Real-world data, such as speech signals, digital photographs, or fMRI scans, usually has a high dimensionality. In order to handle such real-world data adequately, its dimensionality needs to be reduced. Ideally, the reduced representation should have a dimensionality that corresponds to the intrinsic dimensionality of the data. Fortunately, in many of those applications, all of the components of those high-dimensional data vectors are not independent of each other and in many cases the data points can be considered as lying on or close to a low-dimensional nonlinear manifold embedded in a high-dimensional space. Dimensionality reduction methods can also be thought of as a principled way to understand the high-dimensional data.

Mathematically, the problem of dimensionality reduction can be described as follows briefly. Assume we have a dataset with n samples in D-dimensional space. Assume further that this dataset has intrinsic dimensionality d (where d < D and often d [much less than] D). The intrinsic dimensionality means that the points in dataset are lying on or near a manifold with dimensionality d that is embedded in the D-dimensional space. The manifold may be non-Riemannian because of discontinuities. Dimensionality reduction techniques transform dataset with dimensionality D into a new dataset with dimensionality d, while retaining the geometry of the data as much as possible [1].

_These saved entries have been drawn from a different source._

PR #19, opened 2021-05-31
Fix autoscaling for nodedools

mjura:
Fix enabling autoscaling for nodepools after AKS cluster was provisioned

Issue: https://github.com/rancher/rancher/issues/32956

### DIFF
--- a/internal/aks/create.go
+++ b/internal/aks/create.go
@@ -178,7 +178,11 @@ func CreateOrUpdateAgentPool(ctx context.Context, agentPoolClient *containerserv
 		OsType:              containerservice.OSType(np.OsType),
 		VMSize:              containerservice.VMSizeTypes(np.VMSize),
 		Mode:                containerservice.AgentPoolMode(np.Mode),
+		Type:                containerservice.VirtualMachineScaleSets,
 		OrchestratorVersion: np.OrchestratorVersion,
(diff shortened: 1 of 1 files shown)


internal/aks/create.go
```diff
@@ -159,14 +159,22 @@ func CreateOrUpdateCluster(ctx context.Context, cred *Credentials, clusterClient
 }
 
 func CreateOrUpdateAgentPool(ctx context.Context, agentPoolClient *containerservice.AgentPoolsClient, spec *aksv1.AKSClusterConfigSpec, np *aksv1.AKSNodePool) error {
+	if np.EnableAutoScaling == nil {
+		np.EnableAutoScaling = to.BoolPtr(false)
```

A large number of nonlinear techniques for dimensionality reduction have been proposed in the past decades. Among them, principal component analysis (PCA) [2], linear discriminant analysis (LDA) [3], and multidimensional scaling (MDS) [4] are three most classical techniques for dimensionality reduction. PCA finds a low-dimensional embedding of the data points that best preserves their variance as measured in the high-dimensional input space. Classical MDS finds an embedding that preserves the interpoint distances, equivalent to PCA when those distances are Euclidean. LDA searches the projection axes on which the not-same-class points are far from each other while requiring the same-class points to be close to each other. In 2000, two novel methods for manifold learning, isometric feature map method (Isomap) [5] and the locally linear embedding method (LLE) [6], have drawn great interests. Unlike other nonlinear dimension reduction methods, both LLE and Isomap methods emphasize simple algorithmic implementation and avoid nonlinear optimization formulations that are prone to local minima [7]. In Isomap, the geodesic distances between the data points are computed by constructing a neighborhood graph G, in which every data point is connected with its k nearest neighbors. The geodesic distances between all data points in dataset are computed, thereby forming a pairwise geodesic distance matrix. The low-dimensional representations are obtained by applying classical MDS on the resulting pairwise geodesic distance matrix. In LLE, the local properties of the data manifold are constructed by writing the high-dimensional data points as a linear combination of their nearest neighbors. In the low-dimensional representation of the data, LLE attempts to retain the reconstruction weights in the linear combinations as good as possible. van der Maaten et al. [1] presented a review and systematic comparison of a variety of nonlinear dimensionality reduction techniques which include Kernel PCA, maximum variance unfolding, diffusion maps, Laplacian eigenmaps, local tangent space analysis, Sammon mapping, multilayer autoencoders, locally linear coordination, manifold charting, Isomap, and LLE. The performances of these nonlinear techniques are investigated on artificial and natural tasks.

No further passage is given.